A higher CCT (e.g. 5000K) indicates a relatively high proportion of blue wavelengths, which contributes to a high scotopic/photopic (S/P) ratio. For area lighting, average light levels are usually in the mesopic range. Under mesopic viewing conditions and for predominantly peripheral visual tasks, light sources with high S/P ratios have a higher effectiveness than those with low S/P ratios. Higher CCT light sources also produce more photopic lumens and thus higher luminous efficacies because of the smaller Stokes loss and the high sensitivity of the human eye to a spectral power distribution (SPD) with a high proportion of blue wavelengths.

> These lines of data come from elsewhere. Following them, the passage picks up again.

PR #20138, opened 2021-03-26
sys-devel/elftoolchain: Build and install all avalable tools

jsmolic:


sys-devel/elftoolchain/elftoolchain-0.7.1-r1.ebuild
```diff
@@ -40,16 +47,17 @@ _bmake() {
...
-	doheader common/elfdefinitions.h
-	doheader libelf/{gelf,libelf}.h
-
-	dolib.so libelf/libelf.so.1
-	dosym libelf.so.1 /usr/$(get_libdir)/libelf.so
-
-	dodoc README
+	_bmake \
+		DESTDIR="${D}" \
+		BINDIR="${EPREFIX}"/usr/bin/${CHOST}-elftoolchain \
```
thesamesam, line 56: Clang/LLVM do /usr/lib/llvm/11/bin/clang, but obviously they don't bother with tuples in the paths. I'm honestly not that bothered about what we do here as long as it doesn't collide with anything else or confuse people.

-elftoolchain is pretty unique although I feel like we're abusing that part of the tuple. @SoapGentoo?

Alessandro-Barbieri:
It doesn't build for me

jsmolic:
@Alessandro-Barbieri hmm, it works fine for me, not sure why you are hitting that

jsmolic:
@Alessandro-Barbieri Seems to work fine on ago's CI as well... What version of bmake do you have?

ionenwks:
@Alessandro-Barbieri I assume you're setting MAKEFLAGS given the usual, what is it set to now?

For example `MAKEFLAGS='-bad'` would cause this.

Alessandro-Barbieri:
Oh, I didn't file a bug because my chroot it's too experimental. I'm using `MAKEFLAGS="LIBTOOL=rlibtool"`

ionenwks:
I see, probably something else then given just that should be fine. bmake does read many env vars, so likely something you have set somewhere causing this, can't really reproduce here and it's fine.

Alessandro-Barbieri:
Oh, I've find out: I was using `MAKEOPTS="LIBTOOL=rlibtool ${MAKEOPTS}"` and that doesn't make sense. Removing `${MAKEOPTS}` will compile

Obviously, a higher CCT translates to higher visibility in typical nighttime viewing conditions and a lower source cost due to the higher efficacy. However, there’s a trade-off. The large proportion of blue wavelengths can result in more negative impact on animal communities and increased nighttime sky brightness.

System integration

The package into which the LED chip is assembled to provide mechanical stability, thermal conduction, electrical connection, and environmental protection has a significant impact on the LED’s light extraction efficiency, its ability to resist electrical and thermal stresses, and the luminaire’s thermal, electrical and optical design. LEDs can be divided by their package platforms into mid-power packages, high-power packages, chip-on-board (COB) packages, and chip scale packages (CSPs).

Notwithstanding the careful selection of the LEDs, the ultimate performance and reliability of LEDs are determined by how they are integrated into the luminaires. A holistic approach is necessary to ensure that the operational and environmental stresses on the LEDs are tightly controlled.

Thermal management is essential to achieving the full potential of an LED throughout its entire functional life. The thermal resistances of all the constitutive elements that make up the thermal path must be minimized to ensure the waste heat generated at the LED junction is effectively transferred to the ambient.

The LED driver that converts alternating current (AC) line power to a voltage and current compatible with the LED packages should be designed to allow the efficiency to remain high while protecting downstream components from power surges and other electrical events. The driver may incorporate control functions such as dimmability and be integrated into intelligent lighting systems through analog and digital interfaces such as 0-10V, digitally addressable light interface (DALI) and ZigBee.

Effective optical design exploiting the directional nature of LEDs can translate to higher optical efficiency, more uniform light distribution, improved coverage, and cutoff of backlight, uplight and high angle light. LED area lights should also be sealed against ingress of dust and moisture and protected against atmospheric corrosion and UV degradation to maximize their effective life in outdoor environments.